По прибытии эстонцев их как раз отпускали. Но и другие народы здесь оставили своих… Про украинцев рассказывали такие кошмары…
— Иссанд Юмаль!..
— Голод, холод, клопы… Жить становилось изо дня в день хуже, одежда и обувь износились. Отказывались работать. Нам объявили: покупайте себе продукты сами. За работу обещали платить соответственно выполненным нормам. За день успевали выработать по полтора рубля, продукты на один день питания стоили три…
Пропал интерес к работе. Ну, а без работы — голодная смерть. Начали пропадать вещи, у кого что было. Одежда, другое-разное, сохранившееся из захваченного из дому, вплоть до зубных щёток. Бригадиры по своему усмотрению распоряжались хлебом: давали — не давали. И умело этим пользовались. Однако грабили и более брутально: заметив, что у людей есть ещё стоящие вещи, выстраивали перед бараком и приказывали высыпать содержимое вещмешков на землю. Бригадиры ходили и выбирали себе кому что приглянулось.
Хотя бежать было бессмысленно, многие рисковали и пропали безвестно. Люди сильно сдали, ослабли, лежали безучастно. Бывало, на ходу падали и умирали. Ели всё, что хоть мало-мальски годилось для еды. Бригадиры издевались. Избиения стали обычным явлением. Одолел скорбут. Руки, ноги обмораживали — то естественно. Из-за голода употребляли много соли, стали пухнуть. Морали не стало: за кусок хлеба были готовы на всё.
Однажды из Москвы приехал генерал проверить, как продвигается выучка воинских частей, можно ли их отправлять на фронт. Поскольку у нас не было даже обмундирования и вообще ничего, то какая могла быть выучка? Генерал кричал и ругался, он нашёл, что воинских частей, как таковых, нет и в помине. Начали выдавать обмундирование… летнее…
В это время вспыхнул тиф…
— Иссанд Юмаль!
— Землянки превратились в больницы, в них холодно, сыро и грязно. В день умирали до десяти человек, хоронить не успевали. Не находилось никого, кто бы мог копать могилы, в сарае-покойницкой скапливалось по нескольку десятков трупов. Они лежали вповалку, голые, одежду у них отбирали. Гробы делать было не из чего — так и хоронили без них. Случалось, покойник, уже похороненный, являлся в часть и требовал свою одежду, которую у него в «больнице» отобрали: оказывалось, что вместо него захоронили другого, ошибка открывалась лишь потом.
На этом месте Хуго остановил свой плавный до сих пор рассказ, он угрюмо уставился в окно, а слушатели — на него в ожидании продолжения, в предчувствии чего-то необычного в дальнейшем повествовании. Хуго словно подыскивал нужные слова, а ведь он действительно обычно не отличался особой словоохотливостью…
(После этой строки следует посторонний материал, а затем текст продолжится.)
PR #67, opened 2026-09-08
fix(infra): give bullmq's duplicate connections a teardown owner

### LINKED ISSUE #65: Manage BullMQ duplicate client lifecycle during queue shutdown
## Summary

`QueueConnection` tracks original Redis clients, but BullMQ can create duplicate clients for blocking work. This duplicate lifecycle is not currently managed by `QueueConnection`.

## Rationale

Measured against a live broker:

- `QueueEvents` calls `duplicate()` once.
- `Worker` calls `duplicate()` once.
- `Queue` does not call `duplicate()`.

This behavior pre-dates `JobEvents`. It can leave a duplicate connection outside `QueueConnection.#open` during shutdown.

A direct force-close change is incomplete. Through `boundClientClass`, `duplicate()` can return a `Promise`. The resulting adapter can have `adapter.raw === undefined`. The existing shutdown sequence uses both `adapter.disconnect()` and `raw.close()`. The latter is required when an unconnected client would otherwise keep the process alive.

This work intersects with `internal/notes/roadmap/queue-shutdown-sigterm.md`. Handle it as a dedicated shutdown change.

## Affected areas

- `packages/infra/src/queue/connection.ts`
- `packages/infra/src/queue/events.ts`
- Worker connection construction in `packages/infra/src/queue`
- `internal/notes/roadmap/queue-shutdown-sigterm.md`

## Required changes

1. Define ownership and teardown behavior for BullMQ duplicate clients created from `QueueConnection.client()`.
2. Support the asynchronous `duplicate()` behavior introduced by `boundClientClass`.
3. Preserve cleanup for clients that did not finish connecting.
4. Verify shutdown behavior for both `Worker` and `QueueEvents`.
5. Keep shutdown bounded and avoid introducing or worsening the SIGTERM hang.

## Acceptance criteria

- Every duplicate client created by BullMQ from a `QueueConnection` client has defined teardown ownership.
- Shutdown cleans up duplicate clients when `close()` does not settle promptly.
- The design handles a duplicate whose raw client is not immediately available.
- Tests do not depend on broker connection timing.
- The SIGTERM roadmap note is reviewed and updated if the behavior changes.

## Backlinks

- PR: https://github.com/petarzarkov/dunx/pull/63
- Review discussion: https://github.com/petarzarkov/dunx/pull/63#discussion_r3955114752

Requested by @petarzarkov.

petarzarkov:
Closes #65.

## What changed

`QueueConnection` recorded only the clients `client()` built. bullmq calls
`duplicate()` for any connection it may block on, so that socket belonged to
nobody: `onShutdown` never reached it, and `open` under-reported by one per
blocking object.

Every adapter is now recorded in `#handleErrors` rather than in `client()`, which
covers duplicates of duplicates as well, and the socket is read off the adapter at
teardown instead of captured when the client is handed out.

## Why that shape

A force-close of a captured `raw` does not work, which the issue records. A
duplicate is constructed with **no `raw` at all**: bullmq builds one from a
`rawFactory` on first connect, which is how it stopped sending duplicates to the
default server ([bullmq#4582](https://github.com/taskforcesh/bullmq/issues/4582)).
Reading it at teardown handles that with no promise to await inside a synchronous
wrapper. `disconnect()` guards on `this.raw`, so a duplicate that never connected
tears down with nothing to close.

`onShutdown` drains the array before walking it, because `disconnect()` can
schedule a reconnect and a reconnect duplicates.

## Measurements

`duplicate()` calls on the client handed over, live broker:

| bullmq object | calls |
| ------------- | ----- |
| `Queue`       | 0     |
| `Worker`      | 1     |
| `QueueEvents` | 1     |

So this predates `JobEvents` by as long as `WorkerFactory` has existed. Sockets
held by one `QueueConnection`:

| object        | before shutdown | after |
| ------------- | --------------- | ----- |
| `Worker`      | 2               | 0     |
| `QueueEvents` | 2               | 0     |

Both read 1 before this change, and the second socket was left open.

**Leak B is untouched.** A `Worker` on an unreachable broker still holds the loop
after `close()`, and `ShutdownHooks`' forced exit still stands. The numbers above
are sockets released, not a process that now exits. Defect D in
`internal/notes/roadmap/queue-shutdown-sigterm.md` records that boundary.

## Checks

- [x] `bun run build`
- [x] `bun run lint:check`
- [x] `bun run format:check`
- [x] `bun run typecheck`
- [x] `bun run test:cov`
- [x] Tests cover the change. Two of the six fail against the previous implementation.
- [x] Conventional commit messages.
- [x] Docs updated: the SIGTERM roadmap note gains defect D.

`bun run ci` is 13/13 with valkey, postgres and MinIO up.

Tests depend on no broker, per the issue's acceptance criteria: a duplicate
reports its own `disconnect`, and whether it ever connected is irrelevant to who
owns it.

## Summary by CodeRabbit

- **Bug Fixes**
  - Fixed queue shutdown so duplicated and derived connections are properly closed.
  - Corrected connection counts to include active sockets created for workers and event listeners.
  - Improved shutdown reliability when connections are created late or when one connection fails to disconnect.
  - Prevented unconnected duplicate connections from being counted as open.
  - Ensured repeated shutdown attempts complete safely without reopening or leaking connections.

### DIFF
--- a/internal/notes/roadmap/queue-shutdown-sigterm.md
+++ b/internal/notes/roadmap/queue-shutdown-sigterm.md
@@ -80,11 +80,12 @@ bisecting the stack a layer at a time found a leak in `Bun.RedisClient` on its o
 and a second, separate one in bullmq's Bun adapter. Neither is reachable from
 userland. All three have a minimal reproduction, ready to file.
 
-| #                                                                          | Symptom                                                                       | Layer  |
-| -------------------------------------------------------------------------- | ----------------------------------------------------------------------------- | ------ |
-| [A](#leak-a---bun-a-connect-that-never-completes-outlives-close)           | ~~a pending connect outlives `close()`~~ **fixed in Bun 1.4**                 | Bun    |
-| [B](#leak-b---bullmq-disconnect-cannot-cancel-its-own-reconnect)           | a `Worker` on an unreachable server holds the loop after `close()`            | bullmq |
-| [C](#defect-c---no-connection-is-ever-named-so-getworkers-is-always-empty) | ~~`getWorkers()` always `[]`~~ **fixed - was dunx's own `duplicate` wrapper** | dunx   |
+| #                                                                          | Symptom                                                                               | Layer  |
+| -------------------------------------------------------------------------- | ------------------------------------------------------------------------------------- | ------ |
+| [A](#leak-a---bun-a-connect-that-never-completes-outlives-close)           | ~~a pending connect outlives `close()`~~ **fixed in Bun 1.4**                         | Bun    |
+| [B](#leak-b---bullmq-disconnect-cannot-cancel-its-own-reconnect)           | a `Worker` on an unreachable server holds the loop after `close()`                    | bullmq |
+| [C](#defect-c---no-connection-is-ever-named-so-getworkers-is-always-empty) | ~~`getWorkers()` always `[]`~~ **fixed - was dunx's own `duplicate` wrapper**         | dunx   |
+| [D](#defect-d---a-duplicate-connection-had-no-teardown-owner)              | ~~a duplicate socket outlived shutdown~~ **fixed - dunx's `duplicate` wrapper again** | dunx   |
 
 ## The measurement that separated them
 
@@ -187,6 +188,47 @@ A userland escape hatch exists but is a cast through `unknown` into a field bull
 does not export - `closing = true` plus `clearTimeout(reconnectTimer)`. That is a
 fork by another name and it would break on a patch release, so it is **not** in
 `@dunx/infra/queue`. Fix it upstream, or wait for it.
+
+## Defect D - a duplicate connection had no teardown owner
+
+> **FIXED, and dunx's own, in the same wrapper as C.** `QueueConnection` recorded
+> only the clients `client()` built. bullmq calls `duplicate()` for any connection
+> it may block on, so that socket belonged to nobody: `onShutdown` never reached
+> it, and `open` under-reported by one per blocking object.
+
+Measured against a live broker, counting `duplicate()` calls on the client handed
+over:
+
+| bullmq object | `duplicate()` calls |
+| ------------- | ------------------- |
+| `Queue`       | 0                   |
+| `Worker`      | 1                   |
+| `QueueEvents` | 1                   |
+
+So this predates `JobEvents` by as long as `WorkerFactory` has existed. Sockets
+held by one `QueueConnection`, before and after `onShutdown`:
+
+| object        | before | after |
+| ------------- | ------ | ----- |
+| `Worker`      | 2      | 0     |
+| `QueueEvents` | 2      | 0     |
+
+Both read 1 before the fix, and the second socket was left open.
+
+The fix is not a force-close of a captured `raw`, which is what the review first
+suggested. A duplicate is constructed with **no `raw` at all**: bullmq builds one
+from a `rawFactory` on first connect, which is how it stopped sending duplicates
+to the default server ([#4582](https://github.com/taskforcesh/bullmq/issues/4582)).
+So the socket is read off the adapter at teardown instead of captured when the
+client is handed out - `undefined` immediately, a `Bun.RedisClient` once
+connected. `disconnect()` is raw-safe, so a duplicate that never connected tears
+down without a socket to close.
+
+**This does not touch leak B.** A `Worker` on an unreachable broker still holds
+the loop after `close()`, `ShutdownHooks`' forced exit still stands, and the
+numbers above are sockets released rather than a process that now exits. What
+changed is ownership: every adapter a `QueueConnection` hands out or bullmq
+derives from one is now disconnected and closed by it.
 
 ## Defect C - no connection is ever named, so `getWorkers()` is always empty
 
--- a/internal/notes/roadmap/queue-shutdown-sigterm.md
+++ b/internal/notes/roadmap/queue-shutdown-sigterm.md
@@ -226,9 +226,16 @@ down without a socket to close.
 
 **This does not touch leak B.** A `Worker` on an unreachable broker still holds
 the loop after `close()`, `ShutdownHooks`' forced exit still stands, and the
-numbers above are sockets released rather than a process that now exits. What
-changed is ownership: every adapter a `QueueConnection` hands out or bullmq
-derives from one is now disconnected and closed by it.
+numbers above are sockets released rather than a process that now exits.
+
+What changed is ownership: every adapter a `QueueConnection` hands out or bullmq
+derives from one is disconnected and closed by it, within a bounded teardown.
+`onShutdown` makes at most `TEARDOWN_PASSES` passes, taking each pass's adapters
+out before walking them, so one derived during a pass belongs to the next. The
+bound is what iterating the live array lacked: an adapter that derived another on
+every `disconnect()` would have been walked forever, and a livelocked shutdown is
+worse than a leaked socket. Anything still arriving after the last pass is logged
+and left to the runtime, which is the one case ownership does not cover.
 
 ## Defect C - no connection is ever named, so `getWorkers()` is always empty
 
--- a/packages/infra/src/queue/connection.test.ts
+++ b/packages/infra/src/queue/connection.test.ts
@@ -102,3 +102,93 @@ describe('the raw client bullmq reconnects with', () => {
     source.onShutdown();
   });
 });
+
+/**
+ * bullmq calls `duplicate()` for any connection it may block on - `Worker` and
+ * `QueueEvents` each once, `Queue` never - and `#open` used to hold only the
+ * clients `client()` built, so that socket had no teardown owner.
+ *
+ * Nothing here waits on a broker: a duplicate reports its own `disconnect`, and
+ * whether it ever connected is irrelevant to who owns it.
+ */
+describe('duplicate ownership', () => {
+  /** Replaces `disconnect` with a recorder, returning what it recorded. */
+  const watchDisconnect = (client: unknown): { calls: number } => {
+    const spy = { calls: 0 };
+    const target = client as { disconnect: () => void };
+    const inner = target.disconnect.bind(target);
+    target.disconnect = (): void => {
+      spy.calls += 1;
+      inner();
+    };
+    return spy;
+  };
+
+  it('tears down a duplicate, which used to belong to nobody', () => {
+    const source = connection();
+    const client = source.client() as unknown as {
+      duplicate: (options: unknown) => unknown;
+    };
+    const copy = client.duplicate({ connectionName: 'bull:cXVldWU=' });
+
+    const watched = watchDisconnect(copy);
+    source.onShutdown();
+
+    expect(watched.calls).toBe(1);
+  });
+
+  it('tears down a duplicate of a duplicate', () => {
+    const source = connection();
+    const first = source.client() as unknown as {
+      duplicate: (options: unknown) => { duplicate: (o: unknown) => unknown };
+    };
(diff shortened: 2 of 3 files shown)


dunxonu (commented):

packages/infra/src/queue/connection.ts
```diff
@@ -124,10 +146,13 @@ export class QueueConnection implements OnShutdown {
    * internal/notes/roadmap/queue-shutdown-sigterm.md.
    */
   onShutdown(): void {
-    for (const { adapter, raw } of this.#open) {
+    // Drained first: `disconnect()` can schedule a reconnect, and a reconnect
+    // duplicates, so iterating the live array could append to what it is walking.
+    for (const adapter of this.#open.splice(0)) {
```
dunxonu: onShutdown()'s teardown loop has no try/catch, so one adapter throwing on disconnect() aborts the loop and orphans every adapter after it in the snapshot.

**How it fails:** this.#open.splice(0) removes all tracked adapters from #open up front. If adapter[0].disconnect() throws (e.g. bullmq's disconnect() is invoked on a socket already in a torn-down or errored state during an abrupt shutdown), the for-of loop stops immediately; adapters[1..n] are neither disconnected nor closed, and because they were already spliced out of #open, no future onShutdown() call will ever retry them - their sockets leak for the life of the process.

packages/infra/src/queue/connection.ts
```diff
@@ -124,10 +146,13 @@ export class QueueConnection implements OnShutdown {
    * internal/notes/roadmap/queue-shutdown-sigterm.md.
    */
   onShutdown(): void {
-    for (const { adapter, raw } of this.#open) {
+    // Drained first: `disconnect()` can schedule a reconnect, and a reconnect
```
dunxonu: Draining #open via splice(0) before iterating (instead of after, as the old code did) can miss an adapter that gets duplicated mid-teardown.

**How it fails:** The old code iterated the live #open array by reference and cleared it only after the loop finished, so a duplicate() call triggered synchronously by disconnect() (e.g. a scheduled reconnect) during the loop was still visited before the loop ended. The new code snapshots into a local array via splice(0) first and empties #open immediately; if disconnect() on an early adapter synchronously triggers a reconnect that calls the wrapped duplicate() (per the file's own comment: 'disconnect() can schedule a reconnect, and a reconnect duplicates'), the newly pushed adapter lands in the now-fresh #open but is not part of the array this onShutdown() call is iterating, so its socket is never disconnected or closed by this shutdown pass.

packages/infra/src/queue/connection.ts
```diff
@@ -52,7 +52,8 @@ export class QueueConnection implements OnShutdown {
   readonly #options: QueueOptions;
   readonly #logger: Logger;
   readonly #client: new (url?: string) => Bun.RedisClient;
-  readonly #open: { adapter: IRedisClient; raw: Bun.RedisClient }[] = [];
+  /** Every adapter this connection handed out or bullmq derived from one. */
+  readonly #open: IRedisClient[] = [];
```
dunxonu, line 70: QueueConnection's #open array and worker.ts's #workers array independently reimplement the same 'track handed-out resources, drain and tear down on shutdown' pattern with no shared abstraction.

**How it fails:** connection.ts drains via splice(0) plus disconnect()/close(), guarded against a mid-loop append; worker.ts's #workers pool drains via .length = 0 plus Promise.all/allSettled close, without the same reconnect-during-teardown protection. A correctness fix needed by one resource pool (like the splice-before-iterate ordering added here) has to be independently rediscovered and re-applied to the other, since there is no shared teardown-registry helper in @dunx/infra or @dunx/core to fix once.

packages/infra/src/queue/connection.ts
petarzarkov: Taken in fcccad6. Each adapter's disconnect and close are guarded separately now, so neither aborts the other or anything after it.

Your point about the splice making it worse is the part that matters: before this fix the adapters were left in `#open` until after the loop, so a throw at least left them for a retry. Snapshotting removed even that, which I did not think through.

Test asserts an adapter after a throwing one is still reached, and fails against a3d7dcf.

packages/infra/src/queue/connection.ts
petarzarkov: Right about the behaviour change, and my comment justifying it was simply wrong - worth stating plainly since it claimed a mechanism.

It said `disconnect()` can schedule a reconnect and a reconnect duplicates. Only `disconnect(true)` reaches `_scheduleReconnect`; `onShutdown` calls it with no argument, which takes the `else` branch: `closing`/`closed`, `_closeRaw()`, then `emit('close')` and `emit('end')`. So teardown cannot itself derive a duplicate, and I had asserted that it could without reading it.

A listener on those events still can, which is your case, and iterating the live array would have visited it where the snapshot dropped it.

fcccad6 does neither: the drain is a bounded set of passes, so an adapter arriving during one belongs to the next. The bound is the thing the live-array loop lacked - an adapter that duplicated on every disconnect would have been walked forever, and a livelocked shutdown is worse than a leaked socket. Anything still arriving after four passes is logged and left to the runtime.

Two tests: one asserts an adapter created during teardown is torn down, and fails against a3d7dcf; one arms every duplicate to derive another and asserts shutdown still returns.

packages/infra/src/queue/connection.ts
petarzarkov: Not taking this one, and I looked at both pools rather than answering from the shape.

They are not the same teardown. `#open` is synchronous, two steps, and needs a bound because an adapter can derive another. `#workers` is asynchronous and has two different policies: `stop()` uses `Promise.all(worker.close())`, and the failed-start path uses `Promise.allSettled` with `closeWithin(worker, DRAIN_ON_FAILED_START_MS)` for ready workers and `close(true)` for the rest, because a forced close on a worker mid-job would have the stalled recovery run a handler's side effects twice.

The specific fix here also does not transfer. `Promise.all` starts every close concurrently, so one rejection does not stop the others from running - which is exactly the failure my sequential loop had and yours does not. A shared registry would have to be generic over sync and async teardown and over three closing policies, for two call sites, which is the speculative abstraction CLAUDE.md rules out.

There is a real thing inside your comment though, and it is not the missing abstraction: `worker.ts:252`'s `#workers.length = 0` sits after the `await`, so a rejected close leaves the array populated, and `#stopping` memoises the rejected promise so a second `stop()` returns the same rejection without retrying. Separate from this issue and worth its own look rather than folding it in here.

dunxonu: Agreed, dropping this one. `#open` and `#workers` don't share a teardown shape: one is a synchronous two-step drain guarded against a mid-loop append, the other is async with three different closing policies depending on worker readiness. Generalizing a shared registry over that for two call sites is exactly the speculative abstraction [CLAUDE.md](https://github.com/petarzarkov/dunx/blob/main/CLAUDE.md#do-not) rules out.

Confirmed the `worker.ts:252` point separately: `Promise.all` on line 251 rejects on the first failed `close()`, so `this.#workers.length = 0` is never reached, and `#stopping` memoises that rejection, so a retried `stop()` just replays it instead of trying again. Worth its own fix, as you said.

dunxonu (commented):
Confirmed the core teardown logic is correct. Given the thorough manual review plus verification, no high-confidence correctness bugs survive in this diff.

```json
[]
```

The PR (`fix(infra): let no adapter's teardown abandon the ones after it`, plus the earlier `give bullmq's duplicate connections a teardown owner`) is a small, self-contained, well-tested change to `packages/infra/src/queue/connection.ts`. I read every hunk, the enclosing class, traced callers of `QueueConnection`/`.open`, and had an independent agent verify the trickiest part (the splice/push interaction between `onShutdown`'s multi-pass loop and `#handleErrors`' synchronous push during teardown). No correctness, reuse, simplification, efficiency, altitude, or CLAUDE.md convention issues survived verification.

One pre-existing (not introduced by this diff) minor documentation staleness worth a follow-up but not rising to a review finding: the `onShutdown()` docstring at `packages/infra/src/queue/connection.ts:153` still says "last in reverse-order teardown," which was already inaccurate before this PR (the loop was forward-order both before and after this change) and this PR's rewrite left it untouched.

packages/infra/src/queue/connection.test.ts
```diff
@@ -102,3 +102,182 @@ describe('the raw client bullmq reconnects with', () => {
...
+    // `disconnect()` with no argument cannot reconnect, but a `close`/`end`
+    // listener could duplicate, and that adapter still needs an owner.
+    let late: { disconnect: () => void } | undefined;
+    const inner = first.disconnect.bind(first);
+    first.disconnect = (): void => {
+      late ??= client.duplicate({});
+      inner();
+    };
+
+    source.onShutdown();
```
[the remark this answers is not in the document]
petarzarkov: Taken in 866780e, and this was the better catch of the two: the assertion inferred teardown from a side effect rather than asserting it. A regression dropping the late adapter from `#open` without tearing it down leaves the second-shutdown count at zero as well, so the test would have passed.

The recorder is installed as the adapter is created now, and the assertion is one disconnect from the shutdown that derived it.

Verified against both regressions, because the weaker form only caught one:

- a single pass gives `Expected: 1, Received: 0`
- clearing `#open` after the pass without teardown, which is your scenario, fails the same way

Worth noting my first attempt at that verification was wrong: the formatter had reflowed the `for` across three lines, so the substitution I used to reintroduce the single-pass regression silently did not match and I was testing the unmodified file, which reported green. Redone with an assert on the substitution.

internal/notes/roadmap/queue-shutdown-sigterm.md
```diff
@@ -188,6 +189,47 @@ does not export - `closing = true` plus `clearTimeout(reconnectTimer)`. That is
...
+So the socket is read off the adapter at teardown instead of captured when the
+client is handed out - `undefined` immediately, a `Bun.RedisClient` once
+connected. `disconnect()` is raw-safe, so a duplicate that never connected tears
+down without a socket to close.
+
+**This does not touch leak B.** A `Worker` on an unreachable broker still holds
+the loop after `close()`, `ShutdownHooks`' forced exit still stands, and the
+numbers above are sockets released rather than a process that now exits. What
+changed is ownership: every adapter a `QueueConnection` hands out or bullmq
+derives from one is now disconnected and closed by it.
```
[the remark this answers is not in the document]
petarzarkov: Correct, and it was doc drift I introduced. That sentence was written in the first commit, before the bound existed, and I did not revisit it when the second commit added one - so it claimed total ownership in the same section that documents the bounded case.

866780e states the bounded teardown: at most `TEARDOWN_PASSES` passes, each pass taking its adapters out before walking them so one derived during a pass belongs to the next, and anything still arriving after the last pass logged and left to the runtime, called out as the one case ownership does not cover.

dunxonu (commented):
Both files well under the 500-line cap. No convention violations found (no em/en dashes, no CommonJS, no `any`, no enums introduced).

Based on thorough manual tracing of the diff — including the pass-bounded teardown loop, the duplicate-ownership wrapping in `#handleErrors`, the `#socketOf` accessor, and cross-referencing against the existing test suite and the `queue-shutdown-sigterm.md` roadmap doc — the change is internally consistent, the one edge case worth scrutiny (adapters still arriving after `TEARDOWN_PASSES` are abandoned without a final disconnect/close attempt) is explicitly documented and deliberately traded off against livelock risk, and is covered by a test (`stops rather than livelocking on an adapter that always duplicates`). No caller of `QueueConnection`, `.open`, or `onShutdown()` is broken by the shape change from `{adapter, raw}[]` to `IRedisClient[]`.

```json
[]
```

— Как-то раз мужик, дежуривший в сарае-покойницкой, — начал Хуго наконец, — прибежал в штаб и, лязгая зубами, заявил, что боится там дежурить: один мертвец якобы сказал, что ему холодно, отдай, дескать, свою шинель. Оказывается, санитары, оттащили туда ещё живого…
— Иссанд Юмаль!
Женщины, сидевшие за столом, пришли в ужас, исключая, впрочем, Ангелочка, сохранившую свою обычную авторитетную невозмутимость; а ведь на фоне всего до сих пор рассказанного Хуго — что особенного в том, что кого-то живьём оттащили в мертвецкую… Что ж тут такого?! Но дело было в другом…
Если бы присутствовал здесь Король, он, вероятно, припомнил бы те разговоры про одного из его дядей, который якобы когда-то давно в Главном Городе застрелился из-за женщины: «…вставил дуло ружья в рот и большим пальцем ноги нажал на курок…» Король тогда долго ломал голову над вопросом: почему из-за женщины надо вставить в рот дуло ружья?.. До сих пор он это явление так и не сумел объяснить. Теперь же из дальнейшего рассказа Хуго стало известно ещё более страшное обстоятельство, в котором Его Величество уже как-то разбирался.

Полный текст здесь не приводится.